There is no dedicated Prometheus completion metric for conversation codes. Validate that migration through logs.

Step 4: Cut over to PostgreSQL

When the migration has finished, set the selected domain to postgresql in both services and disable the matching migration flag.

Example for conversations:

galley:
  config:
    postgresMigration:
      conversation: postgresql
      conversationCodes: cassandra
      teamFeatures: cassandra

background-worker:
  config:
    postgresMigration:
      conversation: postgresql
      conversationCodes: cassandra
      teamFeatures: cassandra
    migrateConversations: false
    postgresqlPool:
      size: 5
      acquisitionTimeout: 10s

After this rollout, the selected domain reads from PostgreSQL only.

Final Configuration

When all domains have been migrated, both services should point all supported Galley data to PostgreSQL.

galley:
  config:
    postgresql:
      host: postgresql-external-rw
      port: "5432"
      user: wire-server
      dbname: wire-server
    postgresMigration:
      conversation: postgresql
      conversationCodes: postgresql
      teamFeatures: postgresql

background-worker:
  config:
    postgresql:
      host: postgresql-external-rw
      port: "5432"
      user: wire-server
      dbname: wire-server
    postgresqlPool:
      size: 5
      acquisitionTimeout: 10s
      agingTimeout: 1d
      idlenessTimeout: 10m
    postgresMigration:
      conversation: postgresql
      conversationCodes: postgresql
      teamFeatures: postgresql
    migrateConversations: false
    migrateConversationCodes: false
    migrateTeamFeatures: false

Post-Migration Checks

After the last cutover:

  • Confirm galley and background-worker pods are healthy.
  • Confirm wire_hasql_pool_session_failure_count stays at 0.
  • Confirm channel search and Team Settings channel management work as expected.
  • Confirm no migration flags remain set to true.

Troubleshooting

Migration does not start

Check the migration flag names carefully. For example, migrateConversations is correct, while migrateConversation is ignored.

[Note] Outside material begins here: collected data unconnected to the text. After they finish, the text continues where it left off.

PR #458, opened 2019-08-29
bugfix: force WeightNormalization to execute in order

facaiy:
It seems that autograph is not smart enough, so we have to control execute order by ourselves.

### DIFF
--- a/tensorflow_addons/layers/wrappers.py
+++ b/tensorflow_addons/layers/wrappers.py
@@ -93,8 +93,9 @@ class WeightNormalization(tf.keras.layers.Wrapper):
 
         if self.data_init:
             # Used for data initialization in self._data_dep_init.
-            self._naked_clone_layer = tf.keras.layers.deserialize(
-                tf.keras.layers.serialize(self.layer))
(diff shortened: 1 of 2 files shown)


facaiy:
Following #453

facaiy:
The new implementation still performs slightly better than the regression model (but worser than the precious implementation). I don't know what's wrong

https://colab.research.google.com/drive/1yXMehUQdFQ0mFtgJjYaj6FBCp8fr4Dt8#scrollTo=r66OUUrK_l_S

facaiy:
I run it for five times, sometimes better, sometimes worser...

https://colab.research.google.com/drive/1yXMehUQdFQ0mFtgJjYaj6FBCp8fr4Dt8#scrollTo=UZd6V90eR4Gm

seanpmorgan:
@facaiy I think it was for the wrong reason that it always outperformed using the previous  version (at least through one epoch). Could you try to increase the number of epochs a significant amount? Also mind making the colab sharable?

facaiy:
sharable link: https://colab.research.google.com/drive/1yXMehUQdFQ0mFtgJjYaj6FBCp8fr4Dt8

PR #459, opened 2019-08-29
Build correlation cost GPU kernel

### LINKED ISSUE #447: Correlation cost layer is not placed on gpu
**System information**
- Have I written custom code (as opposed to using a stock example script provided in TensorFlow): yes
- OS Platform and Distribution (e.g., Linux Ubuntu 16.04): Ubuntu 18.04.3
- TensorFlow installed from (source or binary): PyPi
- TensorFlow version (use command below): tf-nightly-gpu-2.0-preview 2.0.0.dev20190824   
- TensorFlow Addons installed from (source, PyPi): PyPi (also tested with source)
- TensorFlow Addons version: tfa-nightly 0.5.0.dev20190824 (/master)
- Python version and type (eg. Anaconda Python, Stock Python as in Mac, or homebrew installed Python etc): system
- Bazel version (if compiling from source): (0.25.1)
- GCC/Compiler version (if compiling from source): (gcc/7.4.0)
- Is GPU used? (yes/no): yes
- GPU model (if used): Nvidia GTX 1080Ti

**Describe the bug**
The correlation cost layer gets executed on CPU instead of on GPU.

**Describe the expected behavior**
The correlation layer should be run on the GPU.

```
import tensorflow as tf
import numpy as np
import time

from tensorflow.python.eager import context
context.context().log_device_placement = True


im = np.random.rand(1, 500, 500, 3)

model = tf.keras.Sequential([
    tfa.layers.CorrelationCost(
        kernel_size=1, max_displacement=4,
        stride_1=1, stride_2=1,
        pad=4, data_format="channels_last")])

start = time.time()
corr_volume = model([im, im])
print(f"computing correlation took {str(time.time() - start)} sec")
```

Output:
```
...
input_a: (_Arg): /job:localhost/replica:0/task:0/device:GPU:0
input_b: (_Arg): /job:localhost/replica:0/task:0/device:GPU:0
correlation_cost/CorrelationCost: (CorrelationCost): /job:localhost/replica:0/task:0/device:CPU:0
correlation_cost/transpose: (Transpose): /job:localhost/replica:0/task:0/device:GPU:0
Identity: (Identity): /job:localhost/replica:0/task:0/device:GPU:0
identity_RetVal: (_Retval): /job:localhost/replica:0/task:0/device:GPU:0
correlation_cost/transpose/perm: (Const): /job:localhost/replica:0/task:0/device:GPU:0
...
computing correlation took 14.041364908218384 sec
```

**Other info / logs**
Replacing the correlation cost with a Conv2D shows, that the GPU is correctly utilized for other layers.

WindQAQ:
- Fix #447 
- Build GPU kernel for correlation cost
- Rename cub prefix from gpu to third_party, which is the same with [core TF](https://github.com/tensorflow/tensorflow/blob/master/third_party/cub.BUILD).

image

Will omit the following errors, but still pass unittests. Probably due to autograph? Related to https://github.com/tensorflow/tensorflow/issues/32018.
```
2019-08-29 08:01:48.033866: E tensorflow/compiler/jit/compilability_check_util.cc:346] unsupported op node : {name:'correlation_cost_1/correlation_cost/CorrelationCost' id:5 op device:{/job:localhost/replica:0/task:0/device:GPU:0} def:{{{node correlation_cost_1/correlation_cost/CorrelationCost}} = CorrelationCost[T=DT_FLOAT, data_format="NHWC", kernel_size=1, max_displacement=2, pad=4, stride_1=1, stride_2=2, _device="/job:localhost/replica:0/task:0/device:GPU:0"](input_3, input_4)}}
```

### DIFF
--- a/build_deps/gpu/cub.BUILD
+++ b/build_deps/gpu/cub.BUILD
@@ -18,7 +18,7 @@ filegroup(
 cc_library(
     name = "cub",
     hdrs = if_cuda([":cub_header_files"]),
-    include_prefix = "gpu",
+    include_prefix = "third_party",
     deps = [
         "@local_config_cuda//cuda:cuda_headers",
     ],
--- a/build_deps/gpu/cub.BUILD
+++ b/build_deps/gpu/cub.BUILD
@@ -18,7 +18,7 @@ filegroup(
 cc_library(
     name = "cub",
     hdrs = if_cuda([":cub_header_files"]),
-    include_prefix = "third_party",
+    include_prefix = "gpu",
     deps = [
         "@local_config_cuda//cuda:cuda_headers",
     ],
--- a/tensorflow_addons/custom_ops/layers/cc/kernels/correlation_cost_op.cc
+++ b/tensorflow_addons/custom_ops/layers/cc/kernels/correlation_cost_op.cc
@@ -331,7 +331,7 @@ TF_CALL_float(REGISTER_CORRELATIONCOST_OP_CPU);
 #undef REGISTER_CORRELATIONCOST_OP_CPU
 
 // Register the GPU kernels.
-#if GOOGLE_CUDA
+#ifdef GOOGLE_CUDA
 
 #define REGISTER_CORRELATIONCOST_OP_GPU(T)                                   \
   REGISTER_KERNEL_BUILDER(                                                   \
--- a/tensorflow_addons/custom_ops/layers/cc/kernels/correlation_cost_op.cc
+++ b/tensorflow_addons/custom_ops/layers/cc/kernels/correlation_cost_op.cc
@@ -331,7 +331,7 @@ TF_CALL_float(REGISTER_CORRELATIONCOST_OP_CPU);
 #undef REGISTER_CORRELATIONCOST_OP_CPU
 
 // Register the GPU kernels.
-#ifdef GOOGLE_CUDA
+#if GOOGLE_CUDA
 
 #define REGISTER_CORRELATIONCOST_OP_GPU(T)                                   \
   REGISTER_KERNEL_BUILDER(                                                   \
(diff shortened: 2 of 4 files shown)


tensorflow_addons/custom_ops/layers/cc/kernels/correlation_cost_op.cc
```diff
@@ -331,7 +331,7 @@ TF_CALL_float(REGISTER_CORRELATIONCOST_OP_CPU);
 #undef REGISTER_CORRELATIONCOST_OP_CPU
 
 // Register the GPU kernels.
-#ifdef GOOGLE_CUDA
+#if GOOGLE_CUDA
```
facaiy: Seems `#ifdef` looks better here?

build_deps/gpu/cub.BUILD
```diff
@@ -18,7 +18,7 @@ filegroup(
 cc_library(
     name = "cub",
     hdrs = if_cuda([":cub_header_files"]),
-    include_prefix = "gpu",
+    include_prefix = "third_party",
```
facaiy: Because the file is placed at `tensorflow/third_party/cub.BUILD`, I guess that's why its prefix is `third_party`?

WindQAQ: Ohoh, got it. I thought TF wants to unify header prefix previously. Will revert this real quick :-)

seanpmorgan:
Thanks good catch!

tensorflow_addons/custom_ops/layers/cc/kernels/correlation_cost_op.cc
facaiy: @WindQAQ Tzu-Wei, my fault, we should use #if bacause `if_cuda(["-DGOOGLE_CUDA=1"])` is passed

PR #463, opened 2019-08-30
BLD: increase minor version after 0.5.0 release

facaiy:
we need to increase version for tfa-nightly


facaiy:
Thank you, Kyle :-)

PR #466, opened 2019-08-30
[losses] migrate npairs multilabel loss

### LINKED ISSUE #26: Implement Metric Losses

WindQAQ:
Closes #26. Finally the last one :-)

- Migrate `npairs_loss_multilabel` from contrib
- Rename `npairs_loss_multilabel` to `npairs_multilabel_loss`, which makes sense to addons' naming style
- Modify input spec from
    - `labels` (list of sparse tensor)
    - `embedding_anchor`
    - `embedding_posititve`

    to
    - `y_true` (either tensor or sparse tensor)
    - `y_pred` (similarity matrix, which is the multiplication of anchor and positive)

### DIFF
--- a/tensorflow_addons/losses/README.md
+++ b/tensorflow_addons/losses/README.md
@@ -17,6 +17,7 @@
 | focal_loss | SigmoidFocalCrossEntropy | https://arxiv.org/abs/1708.02002  |
 | lifted | LiftedStructLoss | https://arxiv.org/abs/1511.06452       |
 | npairs | NpairsLoss | http://www.nec-labs.com/uploads/images/Department-Images/MediaAnalytics/papers/nips16_npairmetriclearning.pdf |
+| npairs | NpairsMultilabelLoss | http://www.nec-labs.com/uploads/images/Department-Images/MediaAnalytics/papers/nips16_npairmetriclearning.pdf |
 | sparsemax_loss | SparsemaxLoss |  https://arxiv.org/abs/1602.02068 |
 | triplet | TripletSemiHardLoss | https://arxiv.org/abs/1503.03832       |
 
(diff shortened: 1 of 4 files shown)


facaiy:
@Squadrick Hi, Dheeraj. I think the PR looks good. Do you have time to double check it? Thanks :-)

WindQAQ:
> Looks good, Tzu-wei!
> 
> By the way, can we provide a helper method which calculates `similarity_matrix`? It might be user-friendly for tf 1.x users. What do you think?

Seems good, but it will be a one line function like `tf.matmul(a, b)`. Previously, we inherit from `LossFunctionWrapper`, and that's why we have input signature `y_true` and `y_pred` only, resulting in computation of similarity matrix outside the loss function. But now, we inherit from `Loss`, I wonder if we could use signature `label`, `embedding_anchor` and `embedding_positive`, which makes much sense to me in the field of metric learning. What do you feel about this?

facaiy:
@WindQAQ Oh, you're right, forget it

Squadrick:
Maybe add a test to check that the new loss is compatible with the Keras Model API? It would be great if we add it under `utils` and every loss has to use the check. What do y'all think?

facaiy:
Like `layer_test` or https://github.com/tensorflow/tensorflow/blob/0197a2d8a3070af763cb67227835ee63df095e6d/tensorflow/python/keras/losses_test.py#L68 ? I have no objection. How about filing an issue and finishing it in next PR?

Issue #454, opened 2019-08-28
Use package manager to pin TF dependency


seanpmorgan:
Per https://github.com/tensorflow/community/pull/135 we should be using pip/conda to specify which Addons releases work with which TF versions. 

This is blocked until the `tensorflow` and `tensorflow-gpu` consolidation scheduled for 2.1 release

guillaumekln:
What is the reason to wait for the package consolidation? It seems possible to depend on `tensorflow-gpu` today.

seanpmorgan:
Good question.. one reason would be that TF does not package `tensorflow-gpu` for MacOS:
https://pypi.org/project/tensorflow-gpu/2.0.0rc0/#files

guillaumekln:
Ah, it makes sense. A possible workaround could be to express the [platform dependencies](https://www.python.org/dev/peps/pep-0508/#environment-markers) in `setup.py`, e.g.:

```python
install_requires=[
    "tensorflow-gpu;platform_system!='Darwin'",
    "tensorflow;platform_system=='Darwin'",
]
```

Not sure it is something we want though...

kyleabeauchamp:
I recall always having issues when using logic in the setup script.  Might be possible to do something with the new PEP518 approaches (e.g., https://www.python.org/dev/peps/pep-0518/).  Not 100% sure.

guillaumekln:
TensorFlow Text is using a less restrictive TensorFlow version requirement:

> `'tensorflow>=2.0.0b1, <2.1'`

https://github.com/tensorflow/text/blob/v1.0.0-beta2/oss_scripts/pip_package/setup.py#L76

Should we do something similar?

seanpmorgan:
> TensorFlow Text is using a less restrictive TensorFlow version requirement:
> 
> > `'tensorflow>=2.0.0b1, <2.1'`
> 
> https://github.com/tensorflow/text/blob/v1.0.0-beta2/oss_scripts/pip_package/setup.py#L76
> 
> Should we do something similar?

In general I think we should support a greater-than versioning if we know that there were no breaks between releases (Might have to adapt our travis tests).

For this specific case I believe 2.0.0b1 will break with TFA 0.6 as Op Namespacing wasn't implemented at that point (~90% sure of that, but not positive)

facaiy:
[...]

PR #474, opened 2019-09-03
BLD: add tf 2.0 dependency for addons

facaiy:
Related with #454

### DIFF
--- a/setup.py
+++ b/setup.py
@@ -40,6 +40,16 @@ from setuptools import Extension
 
 DOCLINES = __doc__.split('\n')
 
+TFA_NIGHTLY = 'tfa-nightly'
+TFA_RELEASE = 'tensorflow-addons'
+
+if '--nightly' in sys.argv:
+    project_name = TFA_NIGHTLY
+    nightly_idx = sys.argv.index('--nightly')
+    sys.argv.pop(nightly_idx)
+else:
+    project_name = TFA_RELEASE
+
 # Version
 version = {}
 base_dir = os.path.dirname(os.path.abspath(__file__))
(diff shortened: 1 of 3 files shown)


seanpmorgan:
Thanks @facaiy this is a nice cleanup. Only thing I want to be positive is that `tensorflow-gpu` does not crash on a CPU only box... I believe that is true but haven't tested. Has anyone confirmed this?

We should probably cherry pick and publish 0.5.1 with this as well.

setup.py
```diff
@@ -39,24 +40,44 @@
...
-    project_name = 'tfa-nightly'
-    nightly_idx = sys.argv.index('--nightly')
-    sys.argv.pop(nightly_idx)
-    version['__version__'] += datetime.strftime(datetime.today(), "%Y%m%d")
-else:
-    project_name = 'tensorflow-addons'
+if project_name == TFA_RELEASE:
+    # TODO: remove if-else condition when tf supports package consolidation.
+    if platform.system() == 'Linux':
+        REQUIRED_PACKAGES.append('tensorflow-gpu >= 2.0.0-rc0')
```
guillaumekln: Is the version requirement `>=` correct? For example if a user froze `tensorflow_addons` to a version built against TensorFlow 2.0 and then update to TensorFlow 2.1, will it work correctly?

guillaumekln:
> Only thing I want to be positive is that tensorflow-gpu does not crash on a CPU only box... I believe that is true but haven't tested. Has anyone confirmed this?

Yes, it works since TensorFlow 1.14.

setup.py
seanpmorgan: Even though backwards compatible API guarantees should be there, there may new features we're using so I think this is a good catch.

Should be `==`

facaiy: Thanks, done :-)

facaiy:
> We should probably cherry pick and publish 0.5.1 with this as well.

Totally agree, will do later :-)

PR #478, opened 2019-09-04
Improve issue templates

seanpmorgan:
Improvements based on the information we actually require. Happy to make some changes to this if there are other thoughts.

### DIFF
--- a/.github/ISSUE_TEMPLATE/bug-performance-report.md
+++ b/.github/ISSUE_TEMPLATE/bug-performance-report.md
@@ -5,23 +5,17 @@ about: Use this template for reporting a bug or a performance issue.
 ---
 
 **System information**
-- Have I written custom code (as opposed to using a stock example script provided in TensorFlow):
 - OS Platform and Distribution (e.g., Linux Ubuntu 16.04):
 - TensorFlow installed from (source or binary):
-- TensorFlow version (use command below):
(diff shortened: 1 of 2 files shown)


.github/ISSUE_TEMPLATE/bug-performance-report.md
```diff
@@ -5,24 +5,18 @@ about: Use this template for reporting a bug or a performance issue.
 ---
 
 **System information**
-- Have I written custom code (as opposed to using a stock example script provided in TensorFlow):
 - OS Platform and Distribution (e.g., Linux Ubuntu 16.04):
 - TensorFlow installed from (source or binary):
-- TensorFlow version (use command below):
-- TensorFlow Addons installed from (source, PyPi):
+- TensorFlow Addons installed from (source or binary):
```
facaiy: move one line up? We might want to put `TensorFlow installed from` and `TensorFlow version` together.

seanpmorgan:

Pods fail to start with a storage-location parse error

This usually means a postgresMigration value was written as a boolean instead of a string. Use only:

  • cassandra
  • migration-to-postgresql
  • postgresql

PostgreSQL acquisition timeouts appear during migration

Increase background-worker.config.postgresqlPool.size and acquisitionTimeout, then redeploy background-worker.

No PostgreSQL pool metrics appear for background-worker

background-worker may not emit wire_hasql_pool_* metrics until it has attempted to use PostgreSQL. This is expected before the migration flag is enabled.